It would have been interesting, frankly, for the Giants to have given Kafka the second half of this season to show them what kind of program he could run.

There’s still a couple games left here if they want to do right by him.

Although maybe Kafka isn’t dying to inherit this mess, either.

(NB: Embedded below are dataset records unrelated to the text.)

PR #1505, opened 2024-08-20
add title to truncated links

RabiaSajjad:


ckanext/canada/templates/package/base.html
```diff
@@ -7,7 +7,6 @@
   {% set pkg_url = h.url_for(pkg.type ~ '.read', id=pkg.id if is_activity_archive else pkg.name, **({'activity_id': request.args['activity_id']} if 'activity_id' in request.args else {})) %}
   {% if g.action != 'new' and pkg %}
     {% set dataset = h.get_translated(pkg, 'title') %}
-    <li><a href="{{ pkg_url }}">{{ dataset|truncate(30) }}</a></li>
+    <li><a href="{{ pkg_url }}" title="{{ dataset }}">{{ dataset|truncate(30) }}</a></li>
```
JVickery-TBS, line 10: @RabiaSajjad increase the `truncate` part here to more than `30`? or nah?

ckanext/canada/helpers.py
```diff
@@ -861,6 +861,7 @@ def ckan_to_cdts_breadcrumbs(breadcrumb_content):
         anchor = breadcrumb.find('a')
         cdts_breadcrumbs.append({
             'title': breadcrumb.text if not anchor else anchor.text,
+            'acronym': '' if not anchor else anchor.get('title'),
```
JVickery-TBS, line 864: @RabiaSajjad cannot remember, I think I had problems with CDTS and the Jinja JSON filter with None/null values. Add empty string as default value for title?

```
anchor.get('title', '')
```

ckanext/canada/templates/admin/trash.html
```diff
@@ -8,7 +8,7 @@
       <ul class="user-list list-group">
         {% for pkg in g.deleted_packages %}
           {% set title = pkg.title or pkg.name %}
-          <li class="list-group-item">{{ h.link_to(h.truncate(title, truncate_title), h.url_for(pkg.type + '.read', id=pkg.name)) }}</li>
+          <li class="list-group-item">{{ h.link_to(h.truncate(title, truncate_title), h.url_for(pkg.type + '.read', id=pkg.name), title=title) }}</li>
```
JVickery-TBS, line 11: What is the value of `truncate_title` in this template, and does it need to be increased?

ckanext/canada/templates/package/resource_read.html
```diff
@@ -31,6 +31,11 @@
   {% endif %}
 {% endblock %}
 
+{% block breadcrumb_content %}
+  {{ super.super() }}
+  <li class="active"><a href="" title="{{ h.resource_display_name(res) }}">{{ h.resource_display_name(res)|truncate(30) }}</a></li>
```
JVickery-TBS, line 36: I think the Resource names get pretty long, but we might still be able to support more than `30` chars here?

JVickery-TBS (changes requested):

ckanext/canada/templates/package/base.html
RabiaSajjad: I can change it 80 so that it's the same everywhere.

ckanext/canada/helpers.py
RabiaSajjad: I had no issues in testing, but I'll default to empty string in case I have missed anything.

ckanext/canada/templates/package/resource_read.html
RabiaSajjad: I'll do 80 here as well.

ckanext/canada/templates/package/resource_read.html
```diff
@@ -31,6 +31,11 @@
   {% endif %}
 {% endblock %}
 
+{% block breadcrumb_content %}
+  {{ super.super() }}
+  <li class="active"><a href="" title="{{ h.resource_display_name(res) }}">{{ h.resource_display_name(res)|truncate(80) }}</a></li>
```
wardi, line 36: AFAIK `<a>` tags without an href are bad for a11y. Are we allowed to add a title to another type of tag?

ckanext/canada/templates/snippets/cdts/header.html
```diff
@@ -109,10 +109,6 @@
                 "subhref": {{ recombinant_menu_link('travela') | tojson }},
                 "subtext": {{ recombinant_menu_text('travela') | tojson }},
               },
-              {
-                "subhref": {{ recombinant_menu_link('qpnotes') | tojson }},
-                "subtext": {{ recombinant_menu_text('qpnotes') | tojson }},
-              },
```
wardi, line 115: unrelated change?

RabiaSajjad: yes, this is just removing a double entry of qpnotes in the menu

ckanext/canada/templates/package/resource_read.html
JVickery-TBS: I think you can do javascript void into the href to fix the a11y complaints.

JVickery-TBS: Also put `tabindex="-1"` to prevent tabbing

JVickery-TBS (approved):

wardi (approved):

Maybe it’s better that the next three losses go on Daboll’s resume and not his.

Lock, Nabers upgraded to full participants

The same five Giants players didn’t practice on Thursday: edge rushers Brian Burns (ankle/neck) and Patrick Johnson (knee), linebacker Bobby Okereke (back), guard Aaron Stinnie (concussion) and corner Greg Stroman (shoulder/shin).

Eight players remained limited: corners Deonte Banks (rib), Art Green (shoulder) and Dru Phillips (shoulder); wide receiver Wan’Dale Robinson (shoulder); center John Michael Schmitz (ankle); quarterback Tommy DeVito (concussion); defensive lineman Rakeem Nunez-Roches (neck/shoulder); running back Tyrone Tracy Jr. (ankle) and corner Cor’Dale Flott (quad/finger), who had a new finger injury added to his designation.

Eight players were full participants: quarterback Drew Lock (heel/left elbow), wide receiver Malik Nabers (knee/foot), tight end Chris Manhertz (ankle), safety Dane Belton (knee), defensive lineman Cory Durden (shoulder), linebacker Dyontae Johnson (ankle) and lineman Austin Schlottmann (fibula).